A lot of people say “it’s just one bottle, what harm can it do?”. If you spend 1 day with me at the WIC office and you’ll be surprised at how much damage just one bottle can do to breastfeeding. Not counting the fact that a lot of nurses and doctors tell a mother to supplement but don’t tell her for how long so mom thinks she will always have to supplement when in reality they could have stopped days ago and by the time they get to me we are faced with the problem of dropping milk supply, lazy latch, nipple confusion, etc.
Jaundice does not equal formula supplementation. Zen was born Coombs +, what this means is that his blood type is different from mine so he gets jaundice while his blood clears out the leftovers from mine so he had to be under bili lights as a preventative and still got mild jaundice. On top of that he had (at the moment undiagnosed) posterior tongue tie and upper lip tie so his latch was not good and he was losing weight due to improper milk transfer. The first nurse said that I could only nurse for 20 mins every 3 hours due to the lights. The second nurse said that I had to supplement because he was losing weight and his bili levels were rising.
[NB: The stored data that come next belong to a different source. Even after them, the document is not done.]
PR #599, opened 2026-09-08
Add exception barrier to public SDK calls

yhmo:
## Summary

Ensure public `MilvusClientV2`/`MilvusClient` calls never throw: exceptions escaping the RPC pipeline, the gRPC layer, or direct stub callers are converted into an `UNKNOWN_ERROR` `Status` at the boundary.

### Changes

I saw another argument like the one with Shammy’s nurse brewing but thankfully this time it was daytime and my demand for a doctors order wasn’t so unreasonable. I knew that limiting nursing would only make his jaundice and weight loss worse but the nurse was set in her ways. The doctor agreed with me and I got permission to nurse on demand by getting under the lights with baby as long as I wore sunglasses. The doctor had no trouble discharging us from the hospital despite still rising bilirubin levels and weight loss because she knew that I would “nurse him a million times a day”.
As soon as we were discharged I made an appointment with Dr. Punger to get Zen’s tongue tie and upper lip tie diagnosed and fixed and while his jaundice took a while to fully clear, we never had to supplement, we never had to go back to the hospital and he gained all of the weight loss plus some.
The moral of the story is:
Always ask questions if you are told that your baby has to be supplemented. If a nurse tells you to supplement, demand to hear it straight from the doctor.
Know that you can supplement with your own breastmilk.
Pediatricians can still be quick to recommend supplementation when it’s not truly needed so it’s ok to get a second opinion and talk to an IBCLC
If you are told to pump and dump or stop breastfeeding due to medication, contact an IBCLC or LLL that can look up the drug on Hale’s Medication’s and Mother’s Milk. Doctors and pharmacists play it safe and tell you not to breastfeed because they don’t know better when in reality it’s perfectly safe. Most drugs are compatible with breastfeeding. Lactmed and the Infant Risk Centers are also good resources for this. (You can use the Lactnet search widget on the right column of this page to research a medication).
If you are told to supplement “until your milk supply increases” know that your milk supply will go further down because production is supply and demand and every ounce of formula that baby drinks is one less ounce that baby will drain from the breast sending a signal to your body that it’s not needed. While pumping can help, a breastpump is not as efficient as baby to increase milk supply.
If you must supplement it doesn’t have to be with a bottle (anything but a bottle is preferred; SNS, syringe, cup, spoon or finger feeding are options) and get clear instructions on exactly how long that is necessary while getting counseling on how to protect your milk supply and baby’s latch.
I believe that breastfeeding support is important for pediatric practice and which that all pediatrician offices either have a CLC/IBCLC on site or were quick to refer a mother to one as needed.